CEVAP 18: Bazıları beni LA YUSEL (sorgulanamaz) biri haline getirdiler. Geçen yıl Devlet Bahçeli’nin bana yönelttiği sorular bile büyük tepki görüyor beni sevenlerden. Sorularına benden özür dileyerek başlamasına rağmen… Bu nefsime hoş geliyor ama doğru bulmuyorum. Karşı çıkmak da istemiyorum doğrusu. Zira şu zamanda düşmanlarımıza galip gelmemiz için tam bir birlik ve itaat içinde hareket etmemiz gerekiyor! Ayrıca, benim Papa’dan eksik neyim var? Bilirsin ki Katolikler Papa’yı eleştiremezler.

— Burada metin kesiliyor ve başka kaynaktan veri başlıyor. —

PR #1077, opened 2025-08-28
Add feature flags for placing algorithm

jakubno:
Add feature flags to choose and customize best of K placing algorithm

### DIFF
--- a/packages/api/internal/orchestrator/placement/placement.go
+++ b/packages/api/internal/orchestrator/placement/placement.go
@@ -33,6 +33,11 @@ func PlaceSandbox(ctx context.Context, tracer trace.Tracer, algorithm Algorithm,
 	nodesExcluded := make(map[string]struct{})
 	var err error
 
+	var node *nodemanager.Node
+	if preferredNode != nil {
+		node = preferredNode
+	}
+
 	attempt := 0
 	for attempt < maxRetries {
 		select {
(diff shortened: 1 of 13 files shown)


packages/api/internal/orchestrator/placement/placement_best_of_K.go
```diff
@@ -89,20 +89,27 @@ func (b *BestOfK) getConfig() BestOfKConfig {
...
+func (b *BestOfK) UpdateConfig(config BestOfKConfig) {
+	b.mu.Lock()
+	defer b.mu.Unlock()
+	b.config = config
+}
+
 // chooseNode selects the best node for placing a VM with the given quota
 func (b *BestOfK) chooseNode(_ context.Context, nodes []*nodemanager.Node, excludedNodes map[string]struct{}, resources nodemanager.SandboxResources) (bestNode *nodemanager.Node, err error) {
 	// Fix the config, we want to dynamically update it
 	config := b.getConfig()
```
jakubno, line 119: fix the config as it can change dynamically

packages/shared/pkg/feature-flags/client.go
jakubno, line 1: rewrite to same format as bools

packages/api/internal/orchestrator/placement/placement.go
```diff
@@ -32,6 +33,11 @@ func PlaceSandbox(ctx context.Context, tracer trace.Tracer, algorithm Algorithm,
 	nodesExcluded := make(map[string]struct{})
 	var err error
 
+	var node *nodemanager.Node
```
jakubno, line 36: there was a bug, if preferred node was passed, it was always used

packages/api/internal/orchestrator/placement/placement.go
```diff
@@ -71,9 +75,13 @@ func PlaceSandbox(ctx context.Context, tracer trace.Tracer, algorithm Algorithm,
 		err = node.SandboxCreate(ctx, sbxRequest)
 		span.End()
 		if err != nil {
+			if algorithm.excludeNode(err) {
```
jakubno, line 78: for best of K we want to remove the check for in progress sandboxes from API, this will also help with tests / small number of nodes and bursts

ValentaTomas (approved):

SORU 19: Biliyorum, kelle sayılarını Kuran’da büyüklerden birisi olarak tanımlanan 19 sayısına tercih edenler kafalarını bu makalenin başlığındaki 19 sayısına takacaklar ve belki alerjilerinden dolayı bu makaleyi buraya kadar okuyamayacaklar. Bu makalemin muhatabı onlar olmadığı için sorun yok. Bu konunun sizin ilgi alanınız içinde olduğunu biliyorum. Kuran’ın insan ürünü olduğunu iddia eden birisine cevap olarak verilen 19 sayısı sadece 74’uncu surede anılır ve o sayının Kuran’ın Allah sözü olması bağlamındaki gizemi nihayet bu iki sayıda oluşan 1974 yılında ortaya çıktı. Dahası, 1974 yılı Kuran’ın Muhammed Peygamber’e vahyedilmesinden tam 1406 (19×74) kameri yıl sonra idi. Bu surenin ilk iki ayetini oluşturan ilk cümle tam 19 harfe sahip olup, Kuran zamanında sayı sistemi olarak da Kullanılan Ebced alfabe dizinine göre tam 1974 sayısal değerine sahiptir. İsminin türevleri Kuran’da 19 kez geçen Mısır asıllı Amerikalı bir biyokimyacı tarafından keşfedilen bu olağanüstü sır ortaya çıktıktan sonra, Kuran’ın elementlerinin, yani harf, kelime, ayet ve surelerinin, 19. sayısının tam katları olarak iç içe geçmeli bir matematiksel sisteme göre düzenlendiğini ortaya koydu. Örneğin, Besmelenin 19 harfe sahip olması, Kuran’daki sure sayılarının tam 19’un katı olması gibi… On dört yüz yıl boyunca Kuran’da bir sır olarak gizlenen bu matematiksel sistem sizce bir rastlantıdan mı ibaret? Atatürk’ün hayatındaki 19 rakamının sıkça görünmesini neyle açıklıyorsunuz? Kuran’da Gizlenen adlı surede haber verilen bu sayının fonksiyonları 74:31 ayetinde madde madde veriliyor. O ayeti nasıl anlıyorsunuz? Kuran için verilen korunma garantisi mushafların kağıt ve mürekkebi için midir yoksa Allah tarafından mucizevi bir biçimde yerleştirilmiş matematiksel bir kodlama sistemiyle midir?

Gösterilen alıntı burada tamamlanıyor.